PR #6187, opened 2024-02-19
Introduce abstraction of `VeldridDevice` and pipelines

smoogipoo:
Prereqs:
- [x] https://github.com/ppy/osu-framework/pull/6186

The goal is to move out most of the low-level device-oriented implementation of Veldrid into a new class called `VeldridDevice` and associated `BasicPipeline`/`GraphicsPipeline` classes.  
This will all be used for other implementations, such as my upcoming deferred renderer, which need support for everything here minus the very `VeldridRenderer`-specific implementations of multiple command lists/etc.

---

One thing I'll also mention, is that in the process of implementing the deferred renderer a while ago I got increasingly annoyed at the difference in code style between blocked methods, lambdas with generics, lambdas without generics, and properties:
```csharp
public void Method()
{
    /**/;
}

public void LambdaWithGenerics<T>()
    where T : X
    => /**/;

public void LambdaWithoutGenerics() => /**/;

public X Property => /**/;
```
When scrolling through code, I found it much easier to read the latter two if the expression was placed on a new line like the former two.

I'm not enforcing this, and I don't mean this to change our code style going forward, but it's something that I've applied to this PR and I hope it's agreeable, for my own sanity.


bdach:
This has merge conflicts around the `DeleteFramebufferImplementation()` method added during review of https://github.com/ppy/osu-framework/pull/6186. Unsure of resolution and impact on the rest of the series, so I'm not attempting to fix.

smoogipoo:
I think it's still fine to implement `DeleteFrameBufferImplementation` locally (both here and the upcoming `DeferredRenderer`. I've fixed the conflicts.

osu.Framework/Graphics/Veldrid/VeldridRenderer.cs
```diff
@@ -18,478 +13,148 @@
...
-            set => Device.SyncToVerticalBlank = value;
+            get => veldridDevice.VerticalSync;
+            set => veldridDevice.VerticalSync = value;
         }
 
         protected internal override bool AllowTearing
         {
-            get => Device.AllowTearing;
-            set => Device.AllowTearing = value;
+            get => veldridDevice.AllowTearing;
```
bdach, line 39: I worry a bit about the number of levels of abstraction being introduced here.

```
IRenderer.AllowTearing
VeldridRenderer.AllowTearing
VeidridDevice.AllowTearing
Veldrid.GraphicsDevice.AllowTearing
```

I suppose I get why this is happening, veldrid appears to embrace the individual renderers' quirks and does not appear to attempt to present a unified device interface, but it is a bit painful to look at...

osu.Framework/Graphics/Veldrid/VeldridDevice.cs
```diff
@@ -0,0 +1,466 @@
...
+
+            graphicsPipeline = new GraphicsPipeline(this);
+            StagingTexturePool = new VeldridStagingTexturePool(this);
+        }
+
+        /// <summary>
+        /// Notifies the device that a new frame has started.
+        /// </summary>
+        /// <param name="windowSize">The window size.</param>
+        public void NewFrame(Vector2I windowSize)
```
bdach, line 257: All of the methods here I have a weird time with.

- `VeldridRenderer` generally interacts with the `VeldridDevice`.
- If `VeldridRenderer` needs to call a `GraphicsPipeline`, it will do it via `VeldridDevice.Graphics`.
- But some operations like this one are pulled *out* to the device level. Rather than having them be `GraphicsPipeline` operations. But then stuff like `GraphicsPipeline.Begin()` will operate on the... device again?

Like to me, either the operation should be fully implemented in `Device` without the double-back, or `Device` should be just a dumb veldrid adapter with the ctor and `GraphicsPipeline` should be operating start-to-end on it. This weird half-way back-and-forth interaction between a device and a pipeline makes grasping what is even happening here rather difficult. The distinction seems fuzzy.

bdach (commented):
basic pass on interface structure, code not scrutinised closely nor tested

osu.Framework/Graphics/Veldrid/Pipelines/BasicPipeline.cs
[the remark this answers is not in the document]
smoogipoo: > Put this way: is there ever going to be any `BasicPipeline` that isn't `GraphicsPipeline`?

There already is - `VeldridRenderer` creates two extra `BasicPipeline`s whose entire purpose is to upload data in very specific scenarios. I intend(ed) to not change that.

We could make everything a `GraphicsPipeline` and remove `BasicPipeline`, if that's what you're suggesting. I think that `GraphicsPipeline` is a bit heavy-handed because it does quite a bit of state tracking, even though it's the bare minimum for rendering to work.

I'm definitely stretching it, but I imagine it'll be easier with these split into smaller components if for example at some point a `ComputePipeline` comes along that has to do its own state tracking separate from `GraphicsPipeline`.  
Take that idea with a grain of salt. My vision going into this was only to separate logic into smaller pieces that a consumer can do as they want with, without circling back to a component like `VeldridRenderer` managing everything in its own hacky way that a consumer may not want. I have no particular future goal in mind.

By the way, I originally intended for `GraphicsPipeline` to be totally independent and not included with the `VeldridDevice`. The difficult part in that is that the `Fence` (controlling `VeldridStagingTexturePool`) needs to be on the graphics pipeline - in other words we need to know when a graphics frame finishes and not a random pipeline execution.

> Which, sure, but the `IBasicPipeline` stuff is a bit mystical to me.

The vibe I'm getting is that the `IBasic`/`IGraphics`/`Basic`/`Graphics` structure is a bit too much. I agree. The only reason it exists is to hide `Begin()`/`End()` for `VeldridDevice.Graphics`...

> but if this is PR'd in isolation then I'll be reviewing it in isolation

This should be reviewed in isolation. Unlike `VeldridRenderer`, `DeferredRenderer` only uses the one `GraphicsPipeline`.

osu.Framework/Graphics/Veldrid/VeldridDevice.cs
```diff
@@ -0,0 +1,466 @@
...
+
+        /// <summary>
+        /// The current execution of this <see cref="BasicPipeline"/>.
+        /// </summary>
+        public ulong ExecutionIndex { get; private set; }
+
+        /// <summary>
+        /// The staging texture pool.
+        /// </summary>
+        public readonly VeldridStagingTexturePool StagingTexturePool;
```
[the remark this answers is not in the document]
smoogipoo: I agree. See https://github.com/ppy/osu-framework/pull/6187#discussion_r1505580264, and this is similar - this was originally a private member in `BasicPipeline`, but the only reason it's here is because it has to be attached to the graphics execution, and I wanted to keep `GraphicsPipeline` to bare essentials...

May see if this can be refactored/rethought. Accepting of suggestions.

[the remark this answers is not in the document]
bdach: I meant it in the far more mundane sense of just making a public property out of it for consistency.

osu.Framework/Graphics/Veldrid/Pipelines/BasicPipeline.cs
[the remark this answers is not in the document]
bdach: > There already is - `VeldridRenderer` creates two extra `BasicPipeline`s whose entire purpose is to upload data in very specific scenarios. I intend(ed) to not change that.

I might have not seen that scrolling past a 700-line diffstat file.. 😅 

> We could make everything a `GraphicsPipeline` and remove `BasicPipeline`, if that's what you're suggesting.

In light of the above that sounds wrong to do, so no. It's probably fine to keep the basic implementation.

> The only reason the interfaces exist is to hide `Begin()`/`End()` for `VeldridDevice.Graphics`...

Well the thing about `IBasicPipeline` the interface that specifically confuses me the most is how loose `IBasicPipeline` is basically. By which I mean:

- Rider says `Device` and `UpdateTexture` (both overloads) are unused.
- `Factory` is exposed, but you may also do `Device.ResourceFactory` as well.
- It's supposed to be "non-graphical", but `Commands` is right there, and you can fire draw commands from that which would normally be in the purview of a `GraphicsPipeline`.

It's just very weird to see that used in `VeldridIndexBuffer` in that state. I'd say that I'd probably either (a) use a different interface, _specific_ to the index buffer usage, which has only the operations that that needs and no more, and no way to perform the same operation in more ways than one, or (b), just not bother on the grounds that this is all internals and it's protecting interfaces for the sake of protecting interfaces and any flagrant layering violation should be caught at review time anyway.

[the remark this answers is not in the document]
smoogipoo: https://github.com/smoogipoo/osu-framework/commit/a8058f70cafb7e3b5172106925102c6a3f8a1546

How does this sit with you? I would remove the pipeline interfaces with this, but I haven't included that in the diff.

The weird part is `UpdateTexture` taking in a staging pool parameter, but it does otherwise fit the original mental model I had for this.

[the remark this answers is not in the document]
bdach: On a quick look, I like the decreased indirection in `VeldridRenderer`. Everything else seems like a sidegrade, so overall in favour - but do note that I don't really yet understand any of the intricacies as I only read the code from a high-level perspective. If there's something in that structure that you dislike (because seeing the commit message, I presume you already had things structured that way and changed your mind?), then do let me know because again, I may just be clueless.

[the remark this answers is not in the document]
smoogipoo: I've moved the changes here.

> I presume you already had things structured that way and changed your mind

Previously, the staging pool was part of the `BasicPipeline`. That led to texture corruption in `TestSceneTextureUploadPerformance`. 

I don't know why - likely some async trickery - but the staging resources have to be reset based on the graphics pipeline fence.

osu.Framework/Graphics/Veldrid/Pipelines/GraphicsPipeline.cs
```diff
@@ -0,0 +1,317 @@
...
+
+        /// <summary>
+        /// Sets the active vertex buffer.
+        /// </summary>
+        /// <param name="buffer">The vertex buffer.</param>
+        /// <param name="layout">The layout of vertices in the buffer.</param>
+        public void SetVertexBuffer(DeviceBuffer buffer, VertexLayoutDescription layout)
+        {
+            if (buffer == currentVertexBuffer && layout.Equals(currentVertexLayout))
+                return;
```
bdach, line 176: The `layout.Equals(currentVertexLayout)` check is new here as far as I can tell? What's it for?

Is it just because it was previously hardcoded to use `VeldridVertexUtils<T>.Layout` or something and now isn't?

osu.Framework/Graphics/Veldrid/Pipelines/GraphicsPipeline.cs
```diff
@@ -0,0 +1,317 @@
...
+            : base(device)
+        {
+            pipelineDesc.Outputs = Device.SwapchainFramebuffer.OutputDescription;
+        }
+
+        public override void Begin()
+        {
+            base.Begin();
+
+            attachedTextures.Clear();
```
bdach, line 51: The interesting thing here is that in the old `VeldridRenderer`, the analogous field (`boundTextureUnits`) was never cleared... Intentional change?

Goes for `attachedUniformBuffers` too.

osu.Framework/Graphics/Veldrid/Pipelines/GraphicsPipeline.cs
```diff
@@ -0,0 +1,317 @@
...
+        public void AttachUniformBuffer(string name, IVeldridUniformBuffer buffer)
+            => attachedUniformBuffers[name] = buffer;
+
+        /// <summary>
+        /// Sets the offset of a uniform buffer.
+        /// </summary>
+        /// <param name="buffer">The uniform buffer.</param>
+        /// <param name="bufferOffsetInBytes">The offset in the uniform buffer.</param>
+        public void SetUniformBufferOffset(IVeldridUniformBuffer buffer, uint bufferOffsetInBytes)
+            => uniformBufferOffsets[buffer] = bufferOffsetInBytes;
```
bdach, line 227: What's this for? Nothing uses it.

bdach (commented):
Structure looks simpler, i.e. better.

Pass on actual implementation.

bdach:
Platform testing looks fine, so after clarifications re: above I imagine this'll be good to go.

osu.Framework/Graphics/Veldrid/Pipelines/GraphicsPipeline.cs
smoogipoo: This isn't required for this branch in isolation, but is required for deferred renderer, which keeps one VBO bound with multiple vertex layouts.

I can split this out if necessary.

osu.Framework/Graphics/Veldrid/Pipelines/GraphicsPipeline.cs
smoogipoo: Same as above, this isn't required for this branch in isolation, but is used by the deferred renderer. I can split out if required.

bdach (approved):

osu.Framework/Graphics/Veldrid/Pipelines/GraphicsPipeline.cs
bdach: Nah let's just go forward with this.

==*==

*What you should do:* What lines in the material above hold the string "DeferredRenderer"? List them.

*Response area:*
I think it's still fine to implement `DeleteFrameBufferImplementation` locally (both here and the upcoming `DeferredRenderer`. I've fixed the conflicts.
This should be reviewed in isolation. Unlike `VeldridRenderer`, `DeferredRenderer` only uses the one `GraphicsPipeline`.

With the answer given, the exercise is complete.